RPM Report – Regressing to the Mean: FDA Innovative Drug Approvals Drop Back to “Normal” Levels

Last year’s 39 NME approvals is not the “new normal,” Office of New Drugs Director John Jenkins declares. FDA approved just 27 NMEs in 2013. The return to normal also included a quiet December.

For better or for worse, the number of new molecular entity approvals is the most widely cited statistic for gauging whether it was a “good” year or a “bad’ year for the drug industry at FDA.

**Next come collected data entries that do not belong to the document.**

PR #11861, opened 2021-06-14
Cassandra: Refactor PEM parsing logic

pcman312:
# Description

This fixes an issue in the Cassandra database plugin TLS logic where providing only a custom CA doesn't work when using `pem_bundle` and partially works with `pem_json`. This now supports setting either a client certificate & private key, a custom CA, or both.

# How does this work?

The `certutil.ParsePEMBundle` function makes assumptions about the PEM data it is parsing:

1) It assumes the PEM bundle will be used for mTLS and therefore assumes the presence of both a client certificate and a custom CA, though it doesn't error if only the CA is provided. If only a CA is provided to this function, the CA certificate ends up in the `Certificate` field rather than `CAChain` which ends up not being interpreted correctly when converting to a `tls.Config`.
2) It assumes the PEM data is in a specific order (client certificate before CA chain)

A new function has been written (`pemBundleToTLSConfig`) that parses the PEM bundle very similarly to `certutil.ParsePEMBundle` but does not make either of those assumptions. 

Similarly, the `certutil.ParsePKIJSON` function ends up having some similar assumptions, however it does parse the CA correctly and thus the `tls.Config` works when connecting to Cassandra. However, the CA is also included as a client certificate when it shouldn't be. However, it appears that Cassandra will ignore a provided client certificate if not configured to use mTLS.

A new function was created (`jsonBundleToTLSConfig`) that parses the certificate data into a `tls.Config` object. 

# Testing

Additional automated tests were added in `connection_producer_test.go` that start up a Cassandra instance using TLS with a custom CA and connects to it using the same custom CA.

Also this was tested with a real Cassandra instance (also configured with a custom CA) and a real Vault instance configured to use just the custom CA when talking to Cassandra.


plugins/database/cassandra/tls.go
```diff
@@ -0,0 +1,118 @@
...
+				return nil, errutil.UserError{Err: "multiple leaf certificates not supported"}
+			}
+			certificate = string(blockBytes)
+
+		case "PRIVATE KEY":
+			if privateKey != "" {
+				return nil, errutil.UserError{Err: "multiple private keys not supported"}
+			}
+			privateKey = string(blockBytes)
+		}
```
calvn, line 77: What about PKCS#1 (`RSA PRIVATE KEY`) or EC (`EC PRIVATE KEY`) `Block` types? Should there also be a default for any other type that's considered invalid/unsupported for our use case?

plugins/database/cassandra/connection_producer.go
```diff
@@ -83,38 +82,46 @@ func (c *cassandraConnectionProducer) Initialize(ctx context.Context, req dbplug
 		return fmt.Errorf("username cannot be empty")
 	case len(c.Password) == 0:
 		return fmt.Errorf("password cannot be empty")
+	case len(c.PemJSON) > 0 && len(c.PemBundle) > 0:
+		return fmt.Errorf("cannot specify both pem_json and pem_bundle")
```
calvn, line 86: I think that this is good to do, but note that we previously allowed both to be specified at the same time, with preference on `pem_json` so it's technically a breaking change. Would be good to get the docs updated as well to indicate that this is a `one of` between the two parameters.

plugins/database/cassandra/tls.go
```diff
@@ -0,0 +1,118 @@
...
+
+	pemBytes := []byte(pemBundle)
+	var pemBlock *pem.Block
+
+	certificate := ""
+	privateKey := ""
+	caChain := []string{}
+
+	count := 0
+	for len(pemBytes) > 0 {
```
calvn, line 45: Does the ordering while parsing matter? For example, should we check/ensure that there's no private key being inserted in the middle of a chain?

helper/testhelpers/docker/testhelpers.go
```diff
@@ -29,9 +29,13 @@ type Runner struct {
...
 type RunOptions struct {
-	ImageRepo       string
-	ImageTag        string
-	ContainerName   string
+	ImageRepo string
+	ImageTag  string
+
+	ContainerName string
+	// DoNotAppendUUID to the container name for uniqueness
+	DoNotAppendUUID bool
```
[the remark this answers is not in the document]
pcman312: Updated. I like this way better than my original.

plugins/database/cassandra/cassandra_test.go
```diff
@@ -55,16 +55,14 @@ func getCassandra(t *testing.T, protocolVersion interface{}) (*Cassandra, func()
...
+	// getCassandra performs an Initialize call
 	db, cleanup := getCassandra(t, 4)
 	defer cleanup()
 
 	err := db.Close()
 	if err != nil {
 		t.Fatalf("err: %s", err)
 	}
-
-	db, cleanup = getCassandra(t, "4")
```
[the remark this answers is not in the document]
pcman312: Ah, I missed that it was a string. I'll add this as a separate test as I do want the cleanup function to work correctly.

plugins/database/cassandra/tls.go
```diff
@@ -0,0 +1,118 @@
...
+	"encoding/json"
+	"encoding/pem"
+	"fmt"
+
+	"github.com/hashicorp/vault/sdk/helper/certutil"
+	"github.com/hashicorp/vault/sdk/helper/errutil"
+)
+
+func jsonBundleToTLSConfig(rawJSON string, tlsMinVersion uint16, serverName string, insecureSkipVerify bool) (*tls.Config, error) {
+	certBundle := certutil.CertBundle{}
```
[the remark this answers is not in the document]
pcman312: :+1:

plugins/database/cassandra/tls.go
```diff
@@ -0,0 +1,118 @@
...
+	}
+
+	pemBytes := []byte(pemBundle)
+	var pemBlock *pem.Block
+
+	certificate := ""
+	privateKey := ""
+	caChain := []string{}
+
+	count := 0
```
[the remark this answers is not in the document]
pcman312: Whoops. That was for some debugging at one point that I missed. Removed.

plugins/database/cassandra/tls.go
pcman312: Good catch! I'll add `RSA PRIVATE KEY` and `EC PRIVATE KEY` to the `PRIVATE KEY` case.
Re: default: We could either ignore an unsupported block type (current), or error if we find something we don't support. I like the idea of erroring on it to make it clear to the user that what they provided isn't supported rather than failing silently.

plugins/database/cassandra/connection_producer.go
pcman312: True, this is a breaking change. I'm not a fan of allowing for both as it can create confusion ("which one is being used?"). I'll update the docs to describe this change unless anyone has any objections to making this change.

plugins/database/cassandra/tls.go
pcman312: As far as I can tell there is no required ordering down stream. The current `ParsePEMBundle` function also doesn't enforce any ordering (other than the implicit assertion that the client certificate is before the CA cert). We can enforce ordering if we want, but the current implementation doesn't require it.

jasonodonnell (approved):
LGTM and works as expected!

website/content/api-docs/secret/databases/cassandra.mdx
```diff
@@ -42,23 +42,35 @@ has a number of parameters to further configure a connection.
...
-   following structure: `{"ca_chain": ["-----BEGIN CERTIFICATE-----\nMIIEFjC...FNYakP7I\n-----END CERTIFICATE-----"]}`
-   Also make sure the PEM data is properly JSON encoded with `\n` instead of newlines.
+  certificate; or just a CA certificate. Only one of `pem_bundle` or `pem_json` can be specified.
 
 - `pem_json` `(string: "")` – Specifies JSON containing a certificate and
   private key; a certificate, private key, and issuing CA certificate; or just a
   CA certificate. For convenience format is the same as the output of the
   `issue` command from the `pki` secrets engine; see
-  [the pki documentation](/docs/secrets/pki).
+  [the pki documentation](/docs/secrets/pki).  Only one of `pem_bundle` or `pem_json` can be specified.
```
jasonodonnell, line 56: Should we have a note that the certs/key can't have newlines?

pcman312: I've added a note that the PEM data must be properly JSON encoded.

plugins/database/cassandra/tls.go
calvn: I noticed that `ParsePEMBundle` performs validity checks around the client certs and the CA chain, [via](https://github.com/hashicorp/vault/blob/4e0fa83bcda67ea3548d73f4016bbe5a03f3119e/sdk/helper/certutil/helpers.go#L187) `parsedBundle.Verify()`. Wondering if we should do the same.

pcman312: I looked into the `Verify` function and it is specific to mTLS so we can't do the exact same validation. I'm suspicious that we don't need to do much of what it's doing in that function as it's probably handled downstream in the TLS code, but I'll try to double check that.

website/content/api-docs/secret/databases/cassandra.mdx
```diff
@@ -42,23 +42,35 @@ has a number of parameters to further configure a connection.
...
+
 - `pem_bundle` `(string: "")` – Specifies concatenated PEM blocks containing a
   certificate and private key; a certificate, private key, and issuing CA
-  certificate; or just a CA certificate.
-
-!> **Known Issue:** There is a known issue when using `pem_bundle` with only a CA (no client certificate & key)
-   where Vault will not parse the CA certificate correctly. To work around this, use `pem_json` with the
-   following structure: `{"ca_chain": ["-----BEGIN CERTIFICATE-----\nMIIEFjC...FNYakP7I\n-----END CERTIFICATE-----"]}`
-   Also make sure the PEM data is properly JSON encoded with `\n` instead of newlines.
+  certificate; or just a CA certificate. Only one of `pem_bundle` or `pem_json` can be specified.
```
calvn, line 50: Do you think there's value in providing a sample command for constructing this concatenated bundle to minimize the chances of a malformed bundle being provided?

calvn (approved):
Minor comment and a reminder to add a changelog file, but otherwise looks good!

website/content/api-docs/secret/databases/cassandra.mdx
pcman312: I lean towards no because such a command is going to be fairly specific to my development environment.

Issue #11863, opened 2021-06-15
Panic when creating/updating approle role if token_type set to default-service or default-batch


marcboudreau:
**Describe the bug**
When creating or updating an approle role with the token_type parameter set to either `default-service` or `default-batch`, the server (Vault) returns an empty reply and the role is not created/updated.

**To Reproduce**
Setup Vault is dev mode: `docker run -d --name vault -p 8200:8200 -e SKIP_SETCAP=1 vault:1.7.2 vault server -dev -dev-root-token-id=root -dev-listen-address=0.0.0.0:8200`

Any of the following commands will reproduce the behavior:
1. Run `vault write auth/approle/role/new token_type=default-service` 
2. Run `vault write auth/approle/role/new token_type=default-batch`
3. Run `vault write auth/approle/role/new ;  vault write auth/approle/role/new token_type=default-service`
4. Run `vault write auth/approle/role/new2 ; vault write auth/approle/role/new2 token_type=default-batch`

**Effects**
For any of the above commands, the final vault command exits with a status code of 2 with the following message written to stderr: `Error writing data to auth/approle/role/new: Put http://localhost:8200/v1/auth/approle/role/new: EOF`

In addition, the following stack trace is written to the Vault logs (`docker logs vault`):
```
2021-06-15T00:26:00.186Z [INFO]  http: panic serving 172.17.0.1:64822: runtime error: invalid memory address or nil pointer dereference
goroutine 1807 [running]:
net/http.(*conn).serve.func1(0xc0002d3cc0)
	/goroot/src/net/http/server.go:1801 +0x147
panic(0x4abdd60, 0x8b6cad0)
	/goroot/src/runtime/panic.go:975 +0x47a
github.com/hashicorp/vault/vendor/github.com/hashicorp/vault/sdk/logical.(*Response).AddWarning(...)
	/gopath/src/github.com/hashicorp/vault/vendor/github.com/hashicorp/vault/sdk/logical/response.go:78
github.com/hashicorp/vault/builtin/credential/approle.(*backend).pathRoleCreateUpdate(0xc0000e8240, 0x5e9d740, 0xc00138dbc0, 0xc000b7e140, 0xc00093df30, 0x0, 0x0, 0x0)
	/gopath/src/github.com/hashicorp/vault/builtin/credential/approle/path_role.go:891 +0x1ba4
[...]

PR #11864, opened 2021-06-15
Fix for Issue 11863 - Panic when creating/updating approle role with token_type

marcboudreau:
This PR offers a fix for Issue #11863. The cause of the panic was that the variable **resp** was declared but not initialized.  When the warning was added if the token_type provided to the create or update request was either `default-service` or `default-batch`.

This change creates a new **logical.Response** instance and assigns its address to the **resp** variable prior to either cases where the warning is added because of the token_type value.  Since those cases are exclusive, there's no possibility that the **resp** variable be anything but nil at either of those points.

The only other location in the function where the **resp** variable is used is to add the warning about the max_ttl exceeding the mount's tuned max_ttl.  In this case, the code was creating a new **logical.Response**.  I've added a condition around it, so that if a new instance has already been created and a warning about the token_type added, the same instance gets reused.


builtin/credential/approle/path_role_test.go
```diff
@@ -1820,6 +1820,136 @@ func TestAppRole_RoleWithTokenBoundCIDRsCRUD(t *testing.T) {
...
+	roleData = map[string]interface{}{
+		"role_id":            "test_role_id",
+		"policies":           "a,b,c,d",
+		"secret_id_num_uses": 100,
+		"secret_id_ttl":      3000,
+		"token_ttl":          4000,
+		"token_max_ttl":      5000,
+		"token_type":         "default-service",
+	}
+	roleReq.Data = roleData
```
tomhjp, line 1895: It would be nice to turn these into table-based tests so that the inputs for each test case can be treated as immutable and make it a bit clearer to see exactly what each test's inputs are.

changelog/11863.txt
```diff
@@ -0,0 +1,3 @@
+```release-note:bug
```
tomhjp, line 1: Thanks for adding a changelog note - one small update though, the number in the file name should actually be the PR number.

builtin/credential/approle/path_role_test.go
```diff
@@ -1820,6 +1820,136 @@ func TestAppRole_RoleWithTokenBoundCIDRsCRUD(t *testing.T) {
...
+	}
+
+	var expectedStruct roleStorageEntry
+	err = mapstructure.Decode(expected, &expectedStruct)
+	if err != nil {
+		t.Fatal(err)
+	}
+
+	var actualStruct roleStorageEntry
+	err = mapstructure.Decode(resp.Data, &actualStruct)
```
tomhjp, line 1876: I may be missing something obvious, but can you skip decoding and just compare the two `map[string]interface{}` values? (along with setting the `RoleID` still)

tomhjp (commented):
Thanks for finding and patching this, including the thorough tests! The main change LGTM, just a couple of nits elsewhere.

builtin/credential/approle/path_role_test.go
marcboudreau: To be honest, this test function is just a copy of the above test function **TestAppRole_RoleWithTokenBoundCIDRsCRUD** and then I removed the unnecessary bits.

builtin/credential/approle/path_role_test.go
marcboudreau: Do you mean for just the various cases within this test function?  The table-based tests are what I'm more used to doing, so I don't mind giving it a go.  Seems like this test function could be combined with the TestAppRole_RoleCRUD function at the very least.

changelog/11863.txt
marcboudreau: My bad.  I'll fix that right away.

vishalnayak:
@marcboudreau The changes looks good. The comments Tom left are very valid. However, I'd understand if you prefer to work on refactoring as a subsequent new PR after this one gets in. Up to you. Let us know.

marcboudreau:
@vishalnayak I'm willing to take a stab at refactoring the test code a bit.  If it turns into a rabbit hole, we can backtrack and go with this original PR.

builtin/credential/approle/path_role_test.go
marcboudreau: I also don't really know why the tests go through that additional mapstructure decode operation for the comparison.  If I were to venture a guess, I suppose it does ensure that the fields being compared (some fields are being compared directly aside from the DeepEquals comparison) are properly tagged in the struct definition.  That said, since it's clearly the established pattern in the test file, it feels wrong to break from the norm in a single test function.

marcboudreau:
On second thought @vishalnayak, I'd like to keep the PR as is.  I've looked at the code and found that there is definitely some repetition among a few of the test functions, namely around creating the role, and updating it, but then there's also quite a bit of unique quarks.  Like in the TestAppRole_RoleWithTokenBoundCIDRsCRUD.

vishalnayak:
> On second thought @vishalnayak, I'd like to keep the PR as is. I've looked at the code and found that there is definitely some repetition among a few of the test functions, namely around creating the role, and updating it, but then there's also quite a bit of unique quarks. Like in the TestAppRole_RoleWithTokenBoundCIDRsCRUD.

Totally understandable. I've seen that part of the code and had a feeling that you might hit the thoughts you did.

Thanks for the submission!

Hoping to see the refactoring PR from you as well, but no rush.

vishalnayak (approved):

PR #11867, opened 2021-06-15
vault: fix dropped identity store test errors

alrs:
This fixes two dropped test `err` variables in the `vault` package.


vishalnayak (approved):
Thank you!

PR #11870, opened 2021-06-15
chore:  add local vault server wrappers in yarn and document in readme

randallmorey:
This PR adds convenient yarn wrappers around commonly-used local Vault server commands.  Since Vault UI development requires a running Vault server, documenting these commands in the README is helpful to get new developers up and running quickly.


hashishaw (approved):
Thanks for improving the docs! 🚀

Thus, the headlines weren’t too surprising when January began: FDA approved “just” 27 NMEs in 2013, a pretty steep drop off from the near-record tally of 39 in 2012. That may not be fair, but, if you are going to get great headlines when approvals spike, there are also bound to be negative headlines when they fall by a third from the prior year.

Thankfully, there is no reason to believe that FDA is suddenly operating at just 70% of 2012 efficiency, or that industry has become 30% less innovative in only a year. The fact is that approval trends fluctuate all the time, and the only meaningful analysis has to look at longer term trends.

As Office of New Drugs Director John Jenkins put it during last month’s FDA/CMS Summit for Biopharma Executives, 27 NME approvals makes 2013 a pretty normal year. By his calculations, FDA has averaged 26 NME approvals per year over the last decade, and 28 per year in the past five years.

The RPM Report tracks a different metric: Innovative Commercial Therapeutics (ICTs), intended to identify truly novel molecules developed for commercial use as therapeutics. In other words, no imaging agents, active metabolites/prodrugs, or “biosimilars.”

The idea is not to diminish the medical or commercial importance of line extensions or other less innovative molecules. Rather, the goal is to flag new products whose active ingredient was not previously known to be safe and effective in humans for any medical use—the highest bar for regulatory success.

Using the ICT metric, the picture is essentially the same as the one Jenkins paints for NMEs overall. Four of the 27 NME approvals do not qualify as ICTs: one pro-drug (Sunovion Pharmaceuticals Inc.’s eslicarbazepine) and three imaging agents. (See box.)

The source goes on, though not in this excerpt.